### Material provided
PR #4828, opened 2025-12-10
Apply polars dtypes to vcerare output table

zschira:
# Overview

This PR fixes an issue with a recent update to `vcerare` processing meant to improve memory performance. In that PR, we switched to using Polars/duckdb for processing, but this resulted in minor changes to dtypes. This PR makes sure that we apply the appropriate dtypes when writing to parquet.

### DIFF
--- a/src/pudl/transform/vcerare.py
+++ b/src/pudl/transform/vcerare.py
@@ -20,7 +20,6 @@ from pudl.helpers import (
     simplify_columns,
     zero_pad_numeric_string,
 )
-from pudl.metadata.classes import Resource
 from pudl.metadata.dfs import POLITICAL_SUBDIVISIONS
 from pudl.workspace.setup import PudlPaths
 
@@ -517,8 +516,4 @@ def out_vcerare__hourly_available_capacity_factor(
 
     return lf_from_parquet(
         ParquetData(table_name=partitioned_output_table), use_all_partitions=True
-    ).cast(
-        Resource.from_id(
-            "out_vcerare__hourly_available_capacity_factor"
-        ).to_polars_dtypes()
     )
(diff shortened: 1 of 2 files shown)


src/pudl/transform/vcerare.py
```diff
@@ -516,4 +517,8 @@ def out_vcerare__hourly_available_capacity_factor(
 
     return lf_from_parquet(
         ParquetData(table_name=partitioned_output_table), use_all_partitions=True
+    ).cast(
+        Resource.from_id(
+            "out_vcerare__hourly_available_capacity_factor"
+        ).to_polars_dtypes()
```
jdangerx: non-blocking: is there a way to enforce the schema at the IO manager level instead?

jdangerx (approved):
Looks good for a quick fix! Knowing you, you probably thought about solving this at the IO manager level also. Curious if you ran into some issues there that turned into a rabbit hole :rabbit2:

src/pudl/transform/vcerare.py
zschira: I think this exact same approach _should_ work, but I thought we had tried something earlier on and ran into issues with some assets. That being said, there's not that many assets using the io-manager with polars, so I'll see if I can test doing so before merging.

zaneselvans: I thought the issue was that it was blowing up memory usage? Or maybe we were trying to do the other parts of `enforce_schema` as well and something in there was responsible.

zschira: Just tested moving this to the io-manager with no problems! I think that the only assets using this right now are this one, `epacems`, and `out_ferc714__hourly_estimated_state_demand`, and all work well.

Issue #4834, opened 2025-12-11
Small number of duplicate record_id in core_ferc1__yearly_purchased_power_and_exchanges_sched326


krivard:
### Impacted table(s)

core_ferc1__yearly_purchased_power_and_exchanges_sched326

### How severe is this data bug?

Low

### Identify impacted data

```python
core_ferc1__yearly_purchased_power_and_exchanges_sched326 = pd.read_parquet(
    "https://s3.us-west-2.amazonaws.com/pudl.catalyst.coop/v2025.11.0/core_ferc1__yearly_purchased_power_and_exchanges_sched326.parquet"
)
sz = core_ferc1__yearly_purchased_power_and_exchanges_sched326.record_id.value_counts()
sz.loc[sz>1]
```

### What you should do
Every line of the data should be output exactly as it was given.

### Exercise result
PR #4828, opened 2025-12-10
Apply polars dtypes to vcerare output table

zschira:
# Overview

This PR fixes an issue with a recent update to `vcerare` processing meant to improve memory performance. In that PR, we switched to using Polars/duckdb for processing, but this resulted in minor changes to dtypes. This PR makes sure that we apply the appropriate dtypes when writing to parquet.

### DIFF
--- a/src/pudl/transform/vcerare.py
+++ b/src/pudl/transform/vcerare.py
@@ -20,7 +20,6 @@ from pudl.helpers import (
     simplify_columns,
     zero_pad_numeric_string,
 )
-from pudl.metadata.classes import Resource
 from pudl.metadata.dfs import POLITICAL_SUBDIVISIONS
 from pudl.workspace.setup import PudlPaths
 
@@ -517,8 +516,4 @@ def out_vcerare__hourly_available_capacity_factor(
 
     return lf_from_parquet(
         ParquetData(table_name=partitioned_output_table), use_all_partitions=True
-    ).cast(
-        Resource.from_id(
-            "out_vcerare__hourly_available_capacity_factor"
-        ).to_polars_dtypes()
     )
(diff shortened: 1 of 2 files shown)


src/pudl/transform/vcerare.py
```diff
@@ -516,4 +517,8 @@ def out_vcerare__hourly_available_capacity_factor(
 
     return lf_from_parquet(
         ParquetData(table_name=partitioned_output_table), use_all_partitions=True
+    ).cast(
+        Resource.from_id(
+            "out_vcerare__hourly_available_capacity_factor"
+        ).to_polars_dtypes()
```
jdangerx: non-blocking: is there a way to enforce the schema at the IO manager level instead?

jdangerx (approved):
Looks good for a quick fix! Knowing you, you probably thought about solving this at the IO manager level also. Curious if you ran into some issues there that turned into a rabbit hole :rabbit2:

src/pudl/transform/vcerare.py
zschira: I think this exact same approach _should_ work, but I thought we had tried something earlier on and ran into issues with some assets. That being said, there's not that many assets using the io-manager with polars, so I'll see if I can test doing so before merging.

zaneselvans: I thought the issue was that it was blowing up memory usage? Or maybe we were trying to do the other parts of `enforce_schema` as well and something in there was responsible.

zschira: Just tested moving this to the io-manager with no problems! I think that the only assets using this right now are this one, `epacems`, and `out_ferc714__hourly_estimated_state_demand`, and all work well.

Issue #4834, opened 2025-12-11
Small number of duplicate record_id in core_ferc1__yearly_purchased_power_and_exchanges_sched326


krivard:
### Impacted table(s)

core_ferc1__yearly_purchased_power_and_exchanges_sched326

### How severe is this data bug?

Low

### Identify impacted data

```python
core_ferc1__yearly_purchased_power_and_exchanges_sched326 = pd.read_parquet(
    "https://s3.us-west-2.amazonaws.com/pudl.catalyst.coop/v2025.11.0/core_ferc1__yearly_purchased_power_and_exchanges_sched326.parquet"
)
sz = core_ferc1__yearly_purchased_power_and_exchanges_sched326.record_id.value_counts()
sz.loc[sz>1]
```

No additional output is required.